● **GOAL OF THE EXERCISE**: From the top of the records below, return each line exactly, ending with the line that contains "evgeni: This will".

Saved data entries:

PR #280, opened 2025-11-02
Add IOP

ehelms:


.github/workflows/test.yml
```diff
@@ -46,6 +46,9 @@ jobs:
           - none
         database:
           - internal
+        iop:
+          - enabled
+          - disabled
```
evgeni: This will run IoP enabled tests for *every* combination, thus doubling the matrix. Do we *need* that?

See how we used `security` and `database` with a single entry in the matrix itself and then special additions via `include` (resulting in one additional job)

evgeni:
> @evgeni Could you check just the github action part of the commit ([eb1df00](https://github.com/theforeman/foremanctl/commit/eb1df00b5877ff0330b229e81cdac1d9c31bee9e)) to make sure it matches with how you think we should use matrix?

I think it can be optimized, posted comments how :)

.github/workflows/test.yml
evgeni: Want an explanation?

evgeni:
> @evgeni For now, I want to keep the same behavior of not supporting remote database yet. Looking at Obsah, I don't think that's possible but I wanted you to check me on that. I need to forbid:
> 
>     * database_mode == external and 'iop' in enabled_features
> 
> 
> `forbidden_if` looks like it only allows the first parameter to have a value. Do I read that correctly?

That's correct, today we can only forbid "if param P has value Y you can't set params A and B at all"

src/roles/iop_remediation/defaults/main.yaml
```diff
@@ -0,0 +1,9 @@
+---
+iop_remediation_container_image: "quay.io/iop/remediations"
+iop_remediation_container_tag: "foreman-3.16"
+
+iop_remediation_database_name: remediations_db
```
pablomh: All of these vars can be deleted as they are in `src/vars/database_iop.yml`.

src/roles/iop_vmaas/defaults/main.yaml
```diff
@@ -0,0 +1,9 @@
+---
+iop_vmaas_container_image: "quay.io/iop/vmaas"
+iop_vmaas_container_tag: "foreman-3.16"
+
+iop_vmaas_database_name: vmaas_db
```
pablomh: All of these vars can be deleted as they are in `src/vars/database_iop.yml`.

pablomh (commented):
Builds and creates running services :)

src/roles/iop_advisor/defaults/main.yaml
```diff
@@ -0,0 +1,9 @@
+---
+iop_advisor_container_image: "quay.io/iop/advisor-backend"
+iop_advisor_container_tag: "foreman-3.16"
+
+iop_advisor_database_name: advisor_db
```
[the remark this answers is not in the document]
ehelms: Role defaults are not the same as playbook defaults. We try to follow Ansible best practices by ensuring these are defined at the role level. We then define them at a higher level for our use case to provide coordination of values and advanced workflows.

src/roles/iop_fdw/tasks/main.yaml
```diff
@@ -0,0 +1,165 @@
...
+    db: "{{ iop_fdw_database_name }}"
+    login_user: postgres
+    login_host: "{{ iop_fdw_database_host }}"
+    query: "SELECT srvname FROM pg_foreign_server WHERE srvname = %s"
+    positional_args:
+      - "{{ iop_fdw_foreign_server_name }}"
+  register: iop_fdw_foreign_server_check
+  changed_when: false
+
+- name: Create foreign server for inventory database
```
pablomh: `s/inventory/target/` ?

src/roles/iop_remediation/tasks/main.yaml
```diff
@@ -0,0 +1,82 @@
...
+    name: iop-service-remediations-db-port
+    data: "{{ iop_remediation_database_port }}"
+  notify: restart remediation
+
+- name: Deploy Remediation API container
+  containers.podman.podman_container:
+    name: iop-service-remediations-api
+    image: "{{ iop_remediation_container_image }}:{{ iop_remediation_container_tag }}"
+    state: quadlet
+    network: host
```
pablomh: Shouldn't this be `iop-core-network` given that `iop_remediation_database_host: "host.containers.internal"`?

vkrizan (approved):
Thank you. It looks neat.

src/roles/iop_ingress/tasks/main.yaml
```diff
@@ -0,0 +1,44 @@
...
+    name: iop-core-ingress
+    image: "{{ iop_ingress_container_image }}:{{ iop_ingress_container_tag }}"
+    state: quadlet
+    env:
+      INGRESS_VALID_UPLOAD_TYPES: "advisor,compliance,qpc,rhv,tower,leapp-reporting,xavier,playbook,playbook-sat,malware-detection,tasks"
+      INGRESS_KAFKA_BROKERS: "iop-core-kafka:9092"
+      BOOTSTRAP_SERVERS: "iop-core-kafka:9092"
+      INGRESS_STAGERIMPLEMENTATION: "filebased"
+      INGRESS_STORAGEFILESYSTEMPATH: "/var/tmp"
+      INGRESS_SERVICEBASEURL: "http://localhost:8080"
```
jeremylenz:
```suggestion
      INGRESS_SERVICEBASEURL: "http://iop-core-ingress:8080"
```

jeremylenz:
Latest commit seems to fix #459 . :+1:

jeremylenz (approved):
🚀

● **ANSWER BOX**:
PR #280, opened 2025-11-02
Add IOP

ehelms:


.github/workflows/test.yml
```diff
@@ -46,6 +46,9 @@ jobs:
           - none
         database:
           - internal
+        iop:
+          - enabled
+          - disabled
```
evgeni: This will run IoP enabled tests for *every* combination, thus doubling the matrix. Do we *need* that?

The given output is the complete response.